:: INPUT DATA ::

PR #288, opened 2019-01-22
Add IconCopy component

bpierre:
<p align=center>image</p>


src/icons/svg/copy.svg
```diff
@@ -0,0 +1 @@
+<svg width="22" height="22" viewBox="0 0 22 22" xmlns="http://www.w3.org/2000/svg"><path d="M12.263 5.806H6.651A1.66 1.66 0 0 0 5 7.457v9.892A1.66 1.66 0 0 0 6.651 19h5.612a1.66 1.66 0 0 0 1.652-1.651V7.457c0-.923-.746-1.651-1.652-1.651zm.994 11.525c0 .55-.443.994-.994.994H6.651a.993.993 0 0 1-.994-.994V7.457c0-.55.444-.994.994-.994h5.612c.55 0 .994.444.994.994v9.874zM16.72 4.65v9.892a1.66 1.66 0 0 1-1.651 1.651.337.337 0 0 1-.338-.337c0-.196.142-.338.338-.338.55 0 .994-.444.994-.994V4.651a.993.993 0 0 0-.994-.994H9.457a.993.993 0 0 0-.994.994.337.337 0 0 1-.338.338.327.327 0 0 1-.337-.338C7.806 3.746 8.552 3 9.458 3h5.61a1.66 1.66 0 0 1 1.652 1.651z" fill="#8B9396" fill-rule="nonzero"/></svg>
```
AquiGorka: Why do we need an independent `svg`? Why didn't you use the `svg` in the Component?
React will probably complain about `fill-rule` -> `fillRule`

bpierre: The SVG files are only used to generate the icon components using [`npm run icons:build`](https://github.com/aragon/aragon-ui/blob/master/package.json#L25) 👍 see [`icons/`](https://github.com/aragon/aragon-ui/tree/master/src/icons)

bpierre: > Why do we need an independent svg?

So we can update these components by modifying any of these files in a normal SVG editor, then update the components automatically from it.

sohkai: @bpierre what do you think about adding `npm run icons:build && npm run optimize:svg && npm run theme:build` on push or publish?

bpierre: Yes good idea!

bpierre: Thinking more about it, I don’t think we should have it on publish: the generated files are versioned and should be present already. If not, it would mean publishing a version on npm that doesn’t correspond to the git tag.

We could have it on push, preventing you to push if there is any change in the generated files, but it might be a bit overkill (it’s a long task).

What about removing these files entirely, and run `npm run icons:build && npm run theme:build` on `prepare`? I think `npm run optimize:svg` should be the responsibility of anyone adding a new SVG file to the repo, and should never be needed afterwards.

@sohkai @AquiGorka thoughts?

sohkai: I think running it on `prepare` makes sense :+1:.

Maybe it'd make sense to run the optimize script on each push or commit, by [configuring `lint-staged` to only run if a certain path is changed](https://github.com/okonet/lint-staged#advanced-config-format).

bpierre: Sounds good yes! I added an issue to do it as a separate task https://github.com/aragon/aragon-ui/issues/295

PR #290, opened 2019-01-22
Popover changes

bpierre:
- Supports a `center` placement.
- The component closing behavior is now based on the focus rather than the click events outside, allowing to close it e.g. when a sandboxed iframe is clicked.
- Opening + closing transition (rather than opening only).
- Throws an error if the component is not wrapped in `<Root.Provider>`.

API changes:

- `openerRef` becomes `opener` (to better reflect that it’s a DOM element and not a React ref)
- `left` and `right` were not playing nicely with Popper.js and have been removed.
- A new prop, `visible` allows to declare the `<Popover />` element without condition, and to let the component handle its opening / close transitions.
- A new placement, `center`, has been added, and centers the `Popover` on the opener element.

This PR also updates `TransactionProgress` and the documentation.


AquiGorka:
🤣🤣 "Appease ESLint’s wrath" what happened there? Why did `ESLint` dislike your initial implementation?

devbox/apps/Popover.js
```diff
@@ -47,19 +50,16 @@ class App extends React.Component {
 }
 
 const Wrapper = styled.div`
-  display: flex;
+  display: grid;
+  width: 800px;
```
AquiGorka: This is not mobile-friendly-first no?

bpierre:
> 🤣🤣 "Appease ESLint’s wrath"
> What happened here? Why did ESLint dislike your initial implementation?

It didn’t like that the `propTypes` were defined outside of the component 💁‍♂️

But I didn’t have a reason to do this anymore, so all good 👌

devbox/apps/Popover.js
bpierre: This is only the demo page here, the size of the component itself can be anything, and is dynamic by default :-)

src/components/Popover/Popover.js
```diff
@@ -12,138 +12,198 @@ import { springs } from '../../utils/styles'
...
-  box-shadow: 0 4px 4px 0 rgba(0, 0, 0, 0.06);
+  filter: drop-shadow(0 4px 4px rgba(0, 0, 0, 0.06));
 `
 
 const Popover = props => (
-  <Root>{el => <PopoverBase rootElement={el} {...props} />}</Root>
+  <Root>
+    {rootElement => {
+      if (!rootElement) {
+        throw new Error('<Popover> need to be nested in <Root.Provider>.')
```
AquiGorka: I think it should read: `'<Popover> needs to be nested in <Root.Provider>.'` with the `s`

src/components/Popover/Popover.js
```diff
@@ -12,138 +12,198 @@ import { springs } from '../../utils/styles'
...
-    return ReactDOM.createPortal(
-      <div
+    const { zIndex, children, transitionStyles, placement } = this.props
+    const { scale, opacity } = transitionStyles
+    const openerHeight = this._openerRect ? this._openerRect.height : 0
+    return (
+      <Main
         ref={this._element}
-        style={{ position: 'absolute', top, left, zIndex }}
+        tabIndex="0"
```
AquiGorka: ❤️ now the `div` can receive focus

PR #291, opened 2019-01-22
RootProvider: move to React.createRef()

bpierre:
It also now doesn’t render its children until `element` is present (at the second rendering), preventing any unexpected behavior in `Root` consumers.


src/providers/Root/Root.js
```diff
@@ -7,16 +7,19 @@ class RootProvider extends React.Component {
...
+  componentDidMount() {
+    this.setState({ element: this._element.current })
   }
   render() {
     const { element } = this.state
     const { children } = this.props
     return (
       <Provider value={element}>
-        <div ref={this.handleRef}>{children}</div>
+        <div ref={this._element}>{element ? children : null}</div>
```
AquiGorka: `{element && <div ref={this._element}>{children}</div>}`?
Thinking about avoiding the empty div in that first render?

bpierre: We have to render the it at least once so that `this._element` gets the reference, which is then used to set `element` and trigger a second render with the children. Rendering an empty `<div>` shouldn’t have any noticeable impact on the performances (except if someone tries to render `<Root />` 60 times per second maybe 😆), so rendering twice is acceptable here IMO.

sohkai: Could we document why we only render `children` only if `element` is present?

It seems intuitive that you wouldn't want `children` to accidentally try and use the provider if the ref hasn't been set yet... but it relies on [knowing the order refs are set in comparison to components mounting](https://reactjs.org/docs/refs-and-the-dom.html#adding-a-ref-to-a-dom-element).

bpierre: I added a comment https://github.com/aragon/aragon-ui/pull/291/commits/c9ee953ee6c1f7357dbab1d036157016559e4b33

:::

**TASK PROMPT:**
Make an exact copy of all the data.

**TASK SOLUTION:**
PR #288, opened 2019-01-22
Add IconCopy component

bpierre:
<p align=center>image</p>


src/icons/svg/copy.svg
```diff
@@ -0,0 +1 @@
+<svg width="22" height="22" viewBox="0 0 22 22" xmlns="http://www.w3.org/2000/svg"><path d="M12.263 5.806H6.651A1.66 1.66 0 0 0 5 7.457v9.892A1.66 1.66 0 0 0 6.651 19h5.612a1.66 1.66 0 0 0 1.652-1.651V7.457c0-.923-.746-1.651-1.652-1.651zm.994 11.525c0 .55-.443.994-.994.994H6.651a.993.993 0 0 1-.994-.994V7.457c0-.55.444-.994.994-.994h5.612c.55 0 .994.444.994.994v9.874zM16.72 4.65v9.892a1.66 1.66 0 0 1-1.651 1.651.337.337 0 0 1-.338-.337c0-.196.142-.338.338-.338.55 0 .994-.444.994-.994V4.651a.993.993 0 0 0-.994-.994H9.457a.993.993 0 0 0-.994.994.337.337 0 0 1-.338.338.327.327 0 0 1-.337-.338C7.806 3.746 8.552 3 9.458 3h5.61a1.66 1.66 0 0 1 1.652 1.651z" fill="#8B9396" fill-rule="nonzero"/></svg>
```
AquiGorka: Why do we need an independent `svg`? Why didn't you use the `svg` in the Component?
React will probably complain about `fill-rule` -> `fillRule`

bpierre: The SVG files are only used to generate the icon components using [`npm run icons:build`](https://github.com/aragon/aragon-ui/blob/master/package.json#L25) 👍 see [`icons/`](https://github.com/aragon/aragon-ui/tree/master/src/icons)

bpierre: > Why do we need an independent svg?

So we can update these components by modifying any of these files in a normal SVG editor, then update the components automatically from it.

sohkai: @bpierre what do you think about adding `npm run icons:build && npm run optimize:svg && npm run theme:build` on push or publish?

bpierre: Yes good idea!

bpierre: Thinking more about it, I don’t think we should have it on publish: the generated files are versioned and should be present already. If not, it would mean publishing a version on npm that doesn’t correspond to the git tag.

We could have it on push, preventing you to push if there is any change in the generated files, but it might be a bit overkill (it’s a long task).

What about removing these files entirely, and run `npm run icons:build && npm run theme:build` on `prepare`? I think `npm run optimize:svg` should be the responsibility of anyone adding a new SVG file to the repo, and should never be needed afterwards.

@sohkai @AquiGorka thoughts?

sohkai: I think running it on `prepare` makes sense :+1:.

Maybe it'd make sense to run the optimize script on each push or commit, by [configuring `lint-staged` to only run if a certain path is changed](https://github.com/okonet/lint-staged#advanced-config-format).

bpierre: Sounds good yes! I added an issue to do it as a separate task https://github.com/aragon/aragon-ui/issues/295

PR #290, opened 2019-01-22
Popover changes

bpierre:
- Supports a `center` placement.
- The component closing behavior is now based on the focus rather than the click events outside, allowing to close it e.g. when a sandboxed iframe is clicked.
- Opening + closing transition (rather than opening only).
- Throws an error if the component is not wrapped in `<Root.Provider>`.

API changes:

- `openerRef` becomes `opener` (to better reflect that it’s a DOM element and not a React ref)
- `left` and `right` were not playing nicely with Popper.js and have been removed.
- A new prop, `visible` allows to declare the `<Popover />` element without condition, and to let the component handle its opening / close transitions.
- A new placement, `center`, has been added, and centers the `Popover` on the opener element.

This PR also updates `TransactionProgress` and the documentation.


AquiGorka:
🤣🤣 "Appease ESLint’s wrath" what happened there? Why did `ESLint` dislike your initial implementation?

devbox/apps/Popover.js
```diff
@@ -47,19 +50,16 @@ class App extends React.Component {
 }
 
 const Wrapper = styled.div`
-  display: flex;
+  display: grid;
+  width: 800px;
```
AquiGorka: This is not mobile-friendly-first no?

bpierre:
> 🤣🤣 "Appease ESLint’s wrath"
> What happened here? Why did ESLint dislike your initial implementation?

It didn’t like that the `propTypes` were defined outside of the component 💁‍♂️

But I didn’t have a reason to do this anymore, so all good 👌

devbox/apps/Popover.js
bpierre: This is only the demo page here, the size of the component itself can be anything, and is dynamic by default :-)

src/components/Popover/Popover.js
```diff
@@ -12,138 +12,198 @@ import { springs } from '../../utils/styles'
...
-  box-shadow: 0 4px 4px 0 rgba(0, 0, 0, 0.06);
+  filter: drop-shadow(0 4px 4px rgba(0, 0, 0, 0.06));
 `
 
 const Popover = props => (
-  <Root>{el => <PopoverBase rootElement={el} {...props} />}</Root>
+  <Root>
+    {rootElement => {
+      if (!rootElement) {
+        throw new Error('<Popover> need to be nested in <Root.Provider>.')
```
AquiGorka: I think it should read: `'<Popover> needs to be nested in <Root.Provider>.'` with the `s`

src/components/Popover/Popover.js
```diff
@@ -12,138 +12,198 @@ import { springs } from '../../utils/styles'
...
-    return ReactDOM.createPortal(
-      <div
+    const { zIndex, children, transitionStyles, placement } = this.props
+    const { scale, opacity } = transitionStyles
+    const openerHeight = this._openerRect ? this._openerRect.height : 0
+    return (
+      <Main
         ref={this._element}
-        style={{ position: 'absolute', top, left, zIndex }}
+        tabIndex="0"
```
AquiGorka: ❤️ now the `div` can receive focus

PR #291, opened 2019-01-22
RootProvider: move to React.createRef()

bpierre:
It also now doesn’t render its children until `element` is present (at the second rendering), preventing any unexpected behavior in `Root` consumers.


src/providers/Root/Root.js
```diff
@@ -7,16 +7,19 @@ class RootProvider extends React.Component {
...
+  componentDidMount() {
+    this.setState({ element: this._element.current })
   }
   render() {
     const { element } = this.state
     const { children } = this.props
     return (
       <Provider value={element}>
-        <div ref={this.handleRef}>{children}</div>
+        <div ref={this._element}>{element ? children : null}</div>
```
AquiGorka: `{element && <div ref={this._element}>{children}</div>}`?
Thinking about avoiding the empty div in that first render?

bpierre: We have to render the it at least once so that `this._element` gets the reference, which is then used to set `element` and trigger a second render with the children. Rendering an empty `<div>` shouldn’t have any noticeable impact on the performances (except if someone tries to render `<Root />` 60 times per second maybe 😆), so rendering twice is acceptable here IMO.

sohkai: Could we document why we only render `children` only if `element` is present?

It seems intuitive that you wouldn't want `children` to accidentally try and use the provider if the ref hasn't been set yet... but it relies on [knowing the order refs are set in comparison to components mounting](https://reactjs.org/docs/refs-and-the-dom.html#adding-a-ref-to-a-dom-element).

bpierre: I added a comment https://github.com/aragon/aragon-ui/pull/291/commits/c9ee953ee6c1f7357dbab1d036157016559e4b33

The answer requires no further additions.